Job Openings ML Engineer — Runtime

About the job ML Engineer — Runtime

Role Overview

Youll be a key part of the team building our Legal Intelligence runtime stack — helping us serve real-time speech recognition, retrieval, and summarization in low-bandwidth, resource-constrained environments.

This is a full-time position focused on making our ML models fast, lightweight, and deployable across thousands of Indian courtrooms — from remote district courts to the Supreme Court. As an early member of the team, you will:

  • Collaborate closely with the founding team to enhance model performance, enabling seamless operation for judges and stenographers.
  • Identify and implement innovative solutions to optimize machine learning models for various hardware architectures, including CPUs and GPUs.
  • Work in close collaboration with cross-functional partners in design, backend, and frontend functions.
  • Solve complex problems related to model efficiency and scalability.
  • Build cost-effective and scalable systems that can operate efficiently in resource-constrained environments.

Key Responsibilities

  • Design and optimize speech and text pipelines — especially for Indic languages.
  • Implement compiler-aware workflows that reduce latency, memory, and energy usage.
  • Apply compression techniques (quantization, pruning, distillation) to deploy models on diverse and constrained hardware.
  • Collaborate with hardware teams to leverage new CPU/GPU/accelerator features via MLIR, LLVM, or ONNX.
  • Benchmark, debug, and stress-test inference across thousands of hours of real-world audio and documents.
  • Build infrastructure for scalable, cost-efficient inference under heavy workloads.

About You

You dont need to meet every single qualification — we value diverse backgrounds and non-linear paths.
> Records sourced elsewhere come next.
PR #5634, opened 2021-01-04
[node-bridge] Move `launcher.ts` to `@vercel/node-bridge`

TooTallNate:
The `launcher.ts` file is more closely aligned to the node bridge package, as it's used by other runtimes as well.

### DIFF
--- a/packages/now-node/build.sh
+++ b/packages/now-node/build.sh
@@ -1,29 +1,33 @@
 #!/bin/bash
 set -euo pipefail
 
-bridge_defs="$(dirname $(pwd))/now-node-bridge/src/bridge.ts"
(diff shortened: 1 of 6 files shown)


packages/now-node/build.sh
```diff
@@ -16,7 +16,6 @@ ln -sf symlinked-asset test/fixtures/11-symlinks/symlink
 
 # use types.d.ts as the main types export
 mv dist/types.d.ts dist/types
-rm dist/*.d.ts
```
styfle, line 19: I think this was intentional, we only want the `dist/types.d.ts` to be public.

styfle (approved):

PR #5641, opened 2021-01-05
Stop publishing legacy `@now` scoped packages

TooTallNate:
These `@now` scoped packages have been published and deprecated with the following warning since May 2020:

```
DEPRECATED ⚠️  - "@now/node" is deprecated and will stop receiving updates on December 31, 2020. Please use "@vercel/node" instead.
```

Since it is now 2021, the time has come to stop publishing.

### Related Issues

[[ch3378]]


styfle (approved):
▲

utils/publish.sh
```diff
@@ -5,24 +5,16 @@ set -euo pipefail
...
-echo "__dirname: ${__dirname}"
-
 if [ -z "$NPM_TOKEN" ]; then
   echo "NPM_TOKEN not found. Did you forget to assign the GitHub Action secret?"
   exit 1
 fi
 
 echo "//registry.npmjs.org/:_authToken=$NPM_TOKEN" >> ~/.npmrc
 
-if [ ! -e ~/.npmrc ]; then
```
TooTallNate, line 18: Removed this block because there's no possibility that `~/.npmrc` does not exist, since it's being written to in the line above.

utils/publish.sh
```diff
@@ -32,19 +24,12 @@ fi
 
 if [[ "$tag" =~ -canary ]]; then
   echo "Publishing canary release"
-  npm_tag="--npm-tag canary"
+  dist_tag="--dist-tag canary"
```
TooTallNate, line 27: The lerna flag was renamed to `--dist-tag`, so this fixes a deprecation warning.

Timer (approved):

  • Educational Background:

    • Bachelors or Masters degree in Computer Science, Computer Engineering, or a related field from leading institutions.
  • Professional Experience:

    • 4+ years of experience in machine learning optimization, model compression, compiler development, or related areas.
  • Technical Skills:

    • Strong programming skills in Python or C/C++
    • Experience with deep learning frameworks (PyTorch or TensorFlow)
    • Strong understanding of compiler architectures, including front-end and middle-end optimizations, scheduling, and code generation.
    • Familiarity with compiler frameworks such as LLVM or MLIR.
    • Hands-on experience with model optimization techniques, including quantization (e.g., Post-Training Quantization, Quantization-Aware Training), pruning, and distillation.
    • Knowledge of hardware architectures and experience deploying ML systems in resource-constrained environments
  • Additional Qualifications (Preferred):

    • Experience with advanced batching strategies and efficient inference engines for large language models.
    • Familiarity with retrieval-augmented generation (RAG), graph neural networks (GNNs), and agentic frameworks.
    • Experience contributing to research communities, including publications at conferences and/or journals.

What You Will Achieve in a Year

  • Optimized our end-to-end ML stack for 5,000+ courtrooms running 10–12 hours daily.
  • Solved some of the toughest runtime challenges in our stack — from dialect variability to model drift in noisy courtroom settings.
  • Delivered state-of-the-art performance in legal speech and text understanding running on real-world hardware.